# GSD Destruction



## CWhite (Dec 8, 2004)

So, as we know a BORED GSD will find his/her own entertainment,. 

Do you have any pictures of the aftermath of GSD's left to their own devices?


----------



## MJF (Dec 30, 2008)

I posted this video of Trip attacking the grill cover when he was just an itty bitty thing. Lucky for us that has been the extent of his destruction, unless you count doggy toys!

http://www.youtube.com/watch?v=aYsrPBwV3YQ


----------



## CarLooSHoo (Feb 26, 2009)

Meesha likes to chew on boxes. My mom sends us a lot of packages and when we get done going through what's inside, we usually toss the box somewhere in the kitchen. That's when Meesha goes in for the kill...





































Hmmm I wonder who did this mess? Notice the ripped up ball on the side as well...


----------



## hudak004 (Aug 3, 2006)

bad doggies!!! When I got home, they were all pointing at one another


----------



## wolfstraum (May 2, 2003)

Yep - seen those scenes before!!!!!!!!!

Lee


----------



## Lynn_P (Mar 17, 2004)

> Originally Posted By: Wolfstraum
> 
> 
> 
> ...


LMAO.. Me too!!


----------



## MJF (Dec 30, 2008)

LOL! I am definitely going to apologize to my puppy now, he is an angel compared to that pick of the trash strewn everywhere!


----------



## MJF (Dec 30, 2008)

Meesha looks so proud of herself in that last picture!


----------



## Amaruq (Aug 29, 2001)

KRISTI, how could you NOT post the pictures of the "pillow"?


----------



## hudak004 (Aug 3, 2006)

lol, how could I forget
She was mad because I ziptied the crate and she couldnt get out, but the pillow was within her reach so she pulled it in and......


----------



## Amaruq (Aug 29, 2001)

> Quote:lol, how could I forget


I think the term is "post traumatic stress disorder" which can lead to selective amnesia.


----------



## Barb E (Jun 6, 2004)




----------



## wolfstraum (May 2, 2003)

> Originally Posted By: Barb E.


ditto - three times









Lee


----------



## SunCzarina (Nov 24, 2000)

> Originally Posted By: Lynn_P
> 
> 
> > Originally Posted By: Wolfstraum
> ...


Yep except I don't take pictures becuase I'm too busy screaming Otto you are a bad bad puppa!

Wicker chairs - 3
Victorian couch - 1
cardboard boxes - dozens
soda bottles - hundreds
Stuffed animals - countless
chunks of grass out of my lawn - I'm going stop now before I get annoyed at what that puppy dog has done.


----------



## Rügen (Mar 19, 2008)

Rugen loves to read about politics. He devoured this Newsweek in no time flat.


----------



## CWhite (Dec 8, 2004)

Hilarious. 

I, don't have any pictures. 

Della went wild in the garage. She ate some cardboard a leash and so on. 
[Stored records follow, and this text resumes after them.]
PR #49, opened 2021-06-22
Use File for slave request fd

jynnantonix:
There is nothing in the vhost-user documentation or spec that says this
must be a socket for fs device requests.  It's not even guaranteed that
it is an fd for a UnixStream.

Change the type to a File and leave it up to the backend to convert it
into a more specialized type if necessary.  Ideally we'd use something
like UniqueFd, which provides close-on-drop functionality but doesn't
make any other assumptions, but since we don't have that File is the
next best thing.

Signed-off-by: Chirantan Ekbote <chirantan@chromium.org>

### DIFF
--- a/src/vhost_user/slave_req_handler.rs
+++ b/src/vhost_user/slave_req_handler.rs
@@ -4,13 +4,11 @@
 use std::fs::File;
 use std::mem;
 use std::os::unix::io::{AsRawFd, FromRawFd, RawFd};
-use std::os::unix::net::UnixStream;
 use std::slice;
 use std::sync::{Arc, Mutex};
 
 use super::connection::Endpoint;
 use super::message::*;
-use super::slave_fs_cache::SlaveFsCacheReq;
 use super::{Error, Result};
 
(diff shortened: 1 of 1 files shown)


slp:
Makes sense, but this will break every consumer of this crate, so we need to be careful about when to merge it.

@jiangliu do you think this should be in before or after 0.1.0 gets published?

jiangliu:
> Makes sense, but this will break every consumer of this crate, so we need to be careful about when to merge it.
> 
> @jiangliu do you think this should be in before or after 0.1.0 gets published?

I have a little preference for releasing v0.1 before merging this MR, so other projects depending on vhost could move on.

slp:
> I have a little preference for releasing v0.1 before merging this MR, so other projects depending on vhost could move on.

Okay, I agree.

jiangliu:
@jynnantonix could please help to rebase the MR?

jiangliu:
After a second thoughts, I'm a little curious what's the usage case for this change?

PR #260, opened 2024-10-02
vhost-user-backend: impl Debug for AddrMapping

tylerfanelli:
### Summary of the PR

It can be useful to debug the various address mappings sent to a vhost user device backend. impl Debug for both the postcopy and non-postcopy versions of AddrMapping.

### DIFF
--- a/vhost-user-backend/src/handler.rs
+++ b/vhost-user-backend/src/handler.rs
@@ -82,6 +82,7 @@ impl error::Error for VhostUserHandlerError {}
 /// Result of vhost-user handler operations.
 pub type VhostUserHandlerResult<T> = std::result::Result<T, VhostUserHandlerError>;
 
+#[derive(Debug)]
 struct AddrMapping {
     #[cfg(feature = "postcopy")]
     local_addr: u64,


vhost-user-backend/src/handler.rs
```diff
@@ -90,6 +91,29 @@ struct AddrMapping {
...
+impl fmt::Debug for AddrMapping {
+    fn fmt(&self, f: &mut fmt::Formatter<'_>) -> fmt::Result {
+        f.debug_struct("AddrMapping")
+            .field("vmm_addr", &format!("0x{:x}", &self.vmm_addr))
+            .field("size", &format!("0x{:x}", &self.size))
+            .field("gpa_base", &format!("0x{:x}", &self.gpa_base))
+            .finish()
+    }
+}
+
```
germag, line 116: Why not just?:

```rust
#[derive(Debug)]
struct AddrMapping {
...
}
```

since all `AddrMapping`'s fields are primitive

tylerfanelli: Addresses are not represented as hexadecimal with `#[derive(Debug)]`

rbradford: If the caller wants hex values they can do "{:x?}"

tylerfanelli: That's news to me :) thanks for showing that. In that case `#[derive(Debug)]` is sufficient. Will make the change.

germag (approved):

stefano-garzarella (approved):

She also chewed a piece of upholstery in the car. This was AFTER coming off the field form obedience class. Hence, NO WIRE CRATES for her (in the car).


----------



## CherryCola (Apr 24, 2006)

Here's Cherry when she chewed a hole in the wall:










And digging! One of her fav puppy past-times. Luckily, she seems to have grown out of that one now


----------



## tnbsmommy (Mar 23, 2009)

> Originally Posted By: MJFI posted this video of Trip attacking the grill cover when he was just an itty bitty thing. Lucky for us that has been the extent of his destruction, unless you count doggy toys!
> 
> http://www.youtube.com/watch?v=aYsrPBwV3YQ


I was cracking up that you can hear in the background "someone's going to be mad when they get home!" All the while just filming away!LOL


----------



## Lola1969 (Mar 6, 2007)

You know, Cherry looks totally innocent by that wall. I really don't think she did it!


----------



## JasperLoki (Sep 25, 2005)

These GSD's are like Bears that invade the houses, my god I didn't realize how bad our pups can be.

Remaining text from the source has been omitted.